By 1086 there was already a church and a priest at Coppingford.

==Government==
Coppingford is part of the civil parish of Upton and Coppingford, which has a parish council. The parish council is elected by the residents of the parish who have registered on the electoral roll; the parish council is the lowest tier of government in England. A parish council is responsible for providing and maintaining a variety of local services including allotments and a cemetery; grass cutting and tree planting within public open spaces such as a village green or playing fields. The parish council reviews all planning applications that might affect the parish and makes recommendations to Huntingdonshire District Council, which is the local planning authority for the parish. The parish council also represents the views of the parish on issues such as local transport, policing and the environment. The parish council raises its own tax to pay for these services, known as the parish precept, which is collected as part of the Council Tax. On 1 April 1935 the parish of Coppingford was abolished to form "Upton and Coppingford".

Coppingford was in the historic and administrative county of Huntingdonshire until 1965. From 1965, the village was part of the new administrative county of Huntingdon and Peterborough. Then in 1974, following the Local Government Act 1972, Coppingford became a part of the county of Cambridgeshire.

The second tier of local government is Huntingdonshire District Council which is a non-metropolitan district of Cambridgeshire and has its headquarters in Huntingdon. Huntingdonshire District Council has 52 councillors representing 29 district wards. Huntingdonshire District Council collects the council tax, and provides services such as building regulations, local planning, environmental health, leisure and tourism. Coppingford is a part of the district ward of Sawtry and is represented on the district council by two councillors. District councillors serve for four-year terms following elections to Huntingdonshire District Council.

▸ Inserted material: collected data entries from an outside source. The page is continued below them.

PR #4254, opened 2025-04-26
feat: adds user-defined dataframe source apis

rchowell:
## Changes Made

This is a proposal with several modifications, we can discuss, scoped down and see how this plays well with #4244 

* Adds DataSource and DataSourceTask
* Simplifies Pushdowns object to just be one dataclass, I think the abstract class was premature.
* Rewrites the `RangeScanOperator` to be a `DataSource` as an example.
* Moves up Schema to `daft.schema` from `daft.schema.logical`
* Adds a public `Schema._from_pydict()`

*Review Follow-Up Notes*

- I’ve chosen to keep schema in the task class because it is more flexible than the named tuple. If we just did named tuple, then it would not be possible to express per-task schema at any later point without breaking APIs (or changing the contract). Today’s Rust tasks have their own schema, so I believe this it is simpler to just keep as-is for now.
- While the `__iter__` is pythonic, we are unable to pass parameters to `__iter__` while adhering to the protocol. I can use `__iter__` still and introduce additional methods which accept the pushdowns, but it still makes less sense to me since this API is consumed by the rust backend.
- The `__iter__` and extending `Iterable[T]` is useful for python consumers, but these DataFrameSource implementations are consumed from Rust. It is more limiting than useful to use python protocols / interfaces here, but importantly returning `Iterator[T]` lets implementors write pythonic code in the body (via yield or a return) of `get_micro_partitions()`.

## Related Issues

* #4244 
* #4239 

## Checklist


daft/dataframe/dataframe.py
```diff
@@ -54,13 +54,22 @@
...
+    from daft.io.source import DataSource
     from daft.unity_catalog import UnityCatalogTable
 
-from daft.logical.schema import Schema
+from daft.schema import Schema
 
 UDFReturnType = TypeVar("UDFReturnType", covariant=True)
 
 
+def dataframe(source: "DataSource"):
```
colin-ho, line 65: Why not add a static method on Dataframe called 'from_datasource'.

Next thought: Is the intention for this function to be the canonical way one would create a dataframe from a Datasource? 

Follow on thought, since most of our dataframe inputs follow the format of `from-*` or `read_*` , what about also having `read_datasource(datasource` or `from_datasource(datasource)`. Personally read_datasource is clearer to me as `from_datasource` has connotations of 'my data is already in memory just convert it'

daft/io/_range.py
```diff
@@ -164,8 +163,65 @@ def generator(partition_idx: int) -> Iterator[RecordBatch]:
...
+class RangeSourceTask(DataSourceTask):
+    _start: int
+    _end: int
+    _step: int
+
+    def schema(self) -> Schema:
+        return schema({"id": DataType.int64()})
+
+    def get_batches(self) -> Iterator[RecordBatch]:
+        import pyarrow as pa
```
colin-ho, line 223: If we are going to generate the values using `list(range(...))` Can we use `RecordBatch.from_pydict` here instead? which under the hood will use pyarrow but at least we can avoid needing to do our own `import pyarrow from pa` here, and let the recordbatch handle the import lazily via `daft.dependencies`

daft/io/source.py
```diff
@@ -0,0 +1,73 @@
...
+        """Returns the source name which is useful for debugging."""
+        ...
+
+    @abstractmethod
+    def schema(self) -> Schema:
+        """Returns the schema shared by each task's record batches."""
+        ...
+
+    @abstractmethod
+    def get_tasks(self, pushdowns: Pushdowns) -> Iterator[DataSourceTask]:
```
colin-ho, line 42: can get_tasks be called multiple times?

daft/io/source.py
```diff
@@ -0,0 +1,73 @@
...
+        This API is early in its development and is subject to change.
+    """
+
+    @abstractmethod
+    def schema(self) -> Schema:
+        """Returns the schema shared by each RecordBatch."""
+        ...
+
+    @abstractmethod
+    def get_batches(self) -> Iterator[RecordBatch]:
```
colin-ho, line 67: Same question, can get_batches be called multiple times?

daft/schema.py
```diff
@@ -0,0 +1,239 @@
...
+    Args:
+        fields: A dictionary mapping field names to their corresponding data types.
+
+    Returns:
+        A Schema object constructed from the provided field definitions.
+
+    Examples:
+        >>> from daft.schema import Schema, DataType
+        >>>
+        >>> schema = schema({"id": DataType.int64(), "name": DataType.string()})
```
colin-ho, line 39: idk why but when i saw this at first i was a little shocked and thought, why not just stick with class methods on schema but actually it is growing on me a little bit, very interesting

colin-ho (commented):
just being nosy :p

daft/dataframe/dataframe.py
rchowell: What are your thoughts on `DataFrame.read(source).write(sink)`?

 * `read` - is the generic read from arbitrary source
 * `read_json(<args>)` - is like `read(JsonSource(<args>))` without you having to create the source.

Then `read` is a classmethod and `write` is an instance method.

daft/io/_range.py
rchowell: True true, I've been asking this question a bit and _what_ we want the in-memory representation for returned data to be. Cory's suggestion here was just a [DataFrame which is what Polars does](https://docs.pola.rs/user-guide/plugins/io_plugins/#writing-the-source).

daft/schema.py
rchowell: I was recently working with pyarrow and they use a [module level function as a factory method](https://arrow.apache.org/docs/python/generated/pyarrow.Schema.html). Not sure what is "pythonic" because the definition of "pythonic" is not clear to me.

daft/dataframe/dataframe.py
colin-ho: Yeah i do think thats pretty clean!

docs/io.md
ccmao1130, line 1: this page feels too "API Docs" to be in User Guide imo, i don't think we need this page (or leaning towards putting this info in core concepts?). but if you feel inclined to keep it, i'd like to see more context and/or examples for each method. 

and also the read/write for iceberg/hudi/delta are already in their respective integration pages so i'd rather keep the core content & examples there and link from the io.md page.

side note: I'm going to add integration page for Lance

docs/api/io.md
ccmao1130, line 1: we already have all (might be missing a couple but should have all) `read_` and `from_` in `dataframe_creation.md` and `write_` in `dataframe.md` so where should we keep the source of truth?

docs/api/io.md
```diff
@@ -1,16 +1,146 @@
...
 
 !!! warning "Warning"
 
     These APIs are considered experimental.
 
-::: daft.io.scan.ScanOperator
+::: daft.io.source.DataFrameSource
+    options:
+        filters: ["!^_"]
+        heading_level: 3
```
ccmao1130, line 104: let's remove this line so that we see the methods in the nav

same for `DataFrameSourceTask` and all the classes in Pushdown

docs/io.md
rchowell: The utility here is in grouping all I/O support along with grouping read/write for each format. In today's state, our I/O documentation is spread across integrations, dataframe, creation, and the bottom of DataFrame docs. Does that seem useful?

* https://pandas.pydata.org/docs/user_guide/io.html
* https://docs.pola.rs/user-guide/io/
* https://docs.ray.io/en/latest/data/api/input_output.html
* https://datafusion.apache.org/python/user-guide/io/index.html

These are all user-guide, the ray one is under `/api/` then links to `/api/docs` which is like our mkdocstrings.

docs/api/io.md
rchowell: I/O page

docs/api/io.md
rchowell: Ok, I was concerned it was getting too noisy and nested.

docs/io.md
rchowell: I'll see if I can get this consolidate I/O page to be under `/api` for us because I agree it's more "API Docs" than User Guide too.

daft/dataframe/dataframe.py
rchowell: I think we could add convenience methods later, so I'm sticking with `DataFrameSource.read() -> DataFrame` to be consistent with the existing `Table.read() -> DataFrame`. Happy to change these together for consistency if other wants something more descriptive like `to_dataframe` - just that `read/write` is a little nice than to/from imo especially in the context of sources/sinks

daft/io/source.py
rchowell: Multiple times for the lifetime of the task? I don't believe this is ever called multiple times, but `get_tasks` can be called multiple times.

daft/io/source.py
rchowell: I suppose it would depend on your implementation. Ideally, yes the source can be read multiple times.

docs/api/io.md
ccmao1130: coool lets filter it out from `dataframe_creation.md` and `dataframe.md`

rchowell: Do we have redirects yet? I don't want to break any links with this PR

docs/io.md
ccmao1130: ah i see what you're going for, in that case i'm kind of leaning towards the polars version where there's examples and what do you think?

docs/api/io.md
rchowell: Ok here's what both look like, what do you think? More than one level under a section is much more difficult for me to read with the current typography and noise, but this is is just my opinion. I'll let you make the call here and will go for either. If the `class` where indented maybe (1) but it's odd that this H3 is at the same indent as the H2 whereas in (2) we can actually see our headers.

|  **(1) All Levels**  |  **(2) Level Limit** |
|---|---|
| Screenshot 2025-05-06 at 11 03 41 AM | Screenshot 2025-05-06 at 11 04 14 AM |

docs/io.md
rchowell: I just tried out add the overview table to the API docs and I didn't like mixing this complementary overview document with generated API documentation. I believe it was "off" because the docs are operating at two different levels "overview (guide)" vs "reference (api)" which we have. 

Let me add some examples then let's evaluate.

docs/api/io.md
ccmao1130: okay yeah i like (2) better, my only worry was just visibility into methods for the user-defined but LGTM

tests/io/test_range.py
```diff
@@ -18,6 +18,7 @@ def test_range_with_step():
     assert df.to_pydict() == {"id": [2, 4, 6, 8]}
 
 
+@pytest.mark.skip("determine usage of 'num_partitions' in sources.")
```
desmondcheongzx, line 21: Hmm I don't think the new data source api would affect partitioning right?

daft/io/__shim.py
```diff
@@ -0,0 +1,74 @@
...
+        self._source = source
+
+    def schema(self) -> Schema:
+        return self._source.schema
+
+    def name(self) -> str:
+        return self._source.name
+
+    def display_name(self) -> str:
+        return f"DataFrameSource({self.name()})"
```
desmondcheongzx, line 37:
```suggestion
        return f"DataSource({self.name()})"
```

desmondcheongzx (approved):
Sorry for the review delay, looks good!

For Coppingford the highest tier of local government is Cambridgeshire County Council which has administration buildings in Cambridge. The county council provides county-wide services such as major road infrastructure, fire and rescue, education, social services, libraries and heritage services. Cambridgeshire County Council consists of 69 councillors representing 60 electoral divisions. Coppingford is part of the electoral division of Sawtry and Ellington and is represented on the county council by one councillor.

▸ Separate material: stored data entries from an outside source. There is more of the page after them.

Issue #4256, opened 2025-04-26
Upgrade PyArrow to new version such as 19


hongbo-miao:
### Is your feature request related to a problem?

Our project is using PyArrow v18, but when upgrading Daft from version 0.4.10 to 0.4.11, we had to revert PyArrow from v18 back to v16 due to this pull request: https://github.com/Eventual-Inc/Daft/pull/4225.

Today PyArrow latest version is v19. If PyArrow v19 breaks some functionality, the requirement should be `< 19.0.0` instead of `<= 16.0.0`. I am curious about the reasoning behind the pull request.

For users this is kind of a "breaking" change.

### Describe the solution you'd like

PyArrow 16.0.0 was released over a yeah ago on April 20, 2024 based on https://pypi.org/project/pyarrow/#history, and is now outdated. 🥲
Please support latest version of PyArrow. Thank you!

### Would you like to implement a fix?

No

colin-ho:
Hey @hongbo-miao , thanks for making this issue, and apologies for the inconvenience.

I will remove the 16.0.0 upper bound, and also upgrade the pyarrow version in our tests to 19.0.0. https://github.com/Eventual-Inc/Daft/pull/4257

Issue #4206, opened 2025-04-17
Unable to write dataframes with `map` type to parquet


colin-ho:
### Describe the bug

The `ArrowInvalid: Map keys must be annotated as required.` error happens when creating a new parquet writer from the converted pyarrow schema. This is because map types are required to have `not null` for the keys, and this is not propagated from daft datatype to pyarrow datatype.`

### To Reproduce

```
df = daft.from_pydict(
    {
        "foo": pa.array(
            [[("a", "foo")], [("b", "bar")], [("c", "baz")]],
            type=pa.map_(pa.string(), pa.string()),
        )
    }
)
df.write_parquet("z")
```

### Expected behavior

Writes should work

### Component(s)

Parquet

colin-ho:
Update: This actually works on pyarrow versions up till 18.0.0, and breaks on 19.0.0

colin-ho:
Instead of addressing this error directly we should generally make sure we are compatible with pyarrow 19.0.0. For now we should add a version pin upon daft import as a stop gap.

PR #4257, opened 2025-04-26
chore: Upgrade supported pyarrow version to 19.0.0

colin-ho:
## Changes Made

Upgrades our pyarrow version in tests to 19.0.0, additionally removes the pin in `pyproject.toml`

In order to support 19.0.0, this PR also fixes our map type conversion code, which is the only thing that failed. See https://github.com/Eventual-Inc/Daft/issues/4206

Map types are required to be annotated with `not null` for the keys, and currently this is not propagated from daft datatype to arrow. This PR modifies the `to_arrow` conversion for map types and arrays to obey this constraint. Previous version of pyarrow did not have this error as they auto-added the annotation when importing from the C data interface.

## Related Issues

Closes https://github.com/Eventual-Inc/Daft/issues/4256

## Checklist

### DIFF
--- a/src/daft-core/src/datatypes/logical.rs
+++ b/src/daft-core/src/datatypes/logical.rs
@@ -152,11 +152,33 @@ impl MapArray {
     impl_logical_type!(ListArray);
 
     pub fn to_arrow(&self) -> Box<dyn arrow2::array::Array> {
-        let arrow_dtype = self.data_type().to_arrow().unwrap();
+        let (key_dtype, value_dtype) = match &self.field().dtype {
+            DataType::Map { key, value } => (key, value),
+            _ => panic!("Expected map type"),
+        };
+        let struct_type = arrow2::datatypes::DataType::Struct(vec![
+            arrow2::datatypes::Field::new("key", key_dtype.to_arrow().unwrap(), false),
+            arrow2::datatypes::Field::new("value", value_dtype.to_arrow().unwrap(), true),
+        ]);
+        let inner_struct_array = self
+            .physical
+            .flat_child
+            .struct_()
+            .expect("Expected struct array");
+
+        let arrow_field = Box::new(arrow2::array::StructArray::new(
+            struct_type,
+            inner_struct_array
+                .children
+                .iter()
+                .map(|s| s.to_arrow())
+                .collect(),
+            inner_struct_array.validity().cloned(),
+        ));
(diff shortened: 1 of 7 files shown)


src/daft-core/src/datatypes/logical.rs
```diff
@@ -152,11 +152,33 @@ impl MapArray {
     impl_logical_type!(ListArray);
 
     pub fn to_arrow(&self) -> Box<dyn arrow2::array::Array> {
-        let arrow_dtype = self.data_type().to_arrow().unwrap();
+        let (key_dtype, value_dtype) = match &self.field().dtype {
+            DataType::Map { key, value } => (key, value),
+            _ => panic!("Expected map type"),
```
desmondcheongzx, line 157: nit:
```suggestion
            _ => unreachable!("Expected map type"),
```

src/daft-schema/src/dtype.rs
```diff
@@ -256,11 +256,11 @@ impl DataType {
                     //
                     // By disallowing null keys, we encourage more robust data modeling practices and
                     // provide a clearer semantic meaning for map types in our system.
-                    arrow2::datatypes::Field::new("key", key.to_arrow()?, true),
+                    arrow2::datatypes::Field::new("key", key.to_arrow()?, false),
                     arrow2::datatypes::Field::new("value", value.to_arrow()?, true),
                 ]);
 
-                let struct_field = arrow2::datatypes::Field::new("entries", struct_type, true);
+                let struct_field = arrow2::datatypes::Field::new("entries", struct_type, false);
```
desmondcheongzx, line 263: Since the explanations on nullability above only touch on `key`, it would be nice to add a comment above here too explain why `entries` also cannot be nullable: i.e. nullable entries create ambiguity of whether the map is null, or the map exists but have no entries; to remove this ambiguity only the containing map can be nullable and not the entries.

desmondcheongzx (approved):
Nice, thanks for this!

src/daft-schema/src/dtype.rs
colin-ho: Removed the AI generated comment and instead just linked it to the arrow spec

desmondcheongzx: LOL I forgot that was AI generated, that explains a lot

At Westminster Coppingford is in the parliamentary constituency of North West Cambridgeshire, and elects one Member of Parliament (MP) by the first past the post system of election. Coppingford is represented in the House of Commons by Shailesh Vara (Conservative). Shailesh Vara has represented the constituency since 2005. The previous member of parliament was Brian Mawhinney (Conservative) who represented the constituency between 1997 and 2005.

==Demography==
===Population===
In the period 1801 to 1901 the population of Coppingford was recorded every ten years by the UK census. During this time the population was in the range of 34 (the lowest was in 1901) and 89 (the highest was in 1881).

From 1901, a census was taken every ten years with the exception of 1941 (due to the Second World War).

| Parish | 1911 | 1921 | 1931 | 1951 | 1961 | 1971 | 1981 | 1991 | 2001 | 2011 |
|---|---|---|---|---|---|---|---|---|---|---|
| Coppingford | 40 | 29 | 29 |  |  |  |  |  |  |  |

All population census figures from report Historic Census figures Cambridgeshire to 2011 by Cambridgeshire Insight.
The parish of Coppingford was merged with the parish of Upton between 1931 and 1951.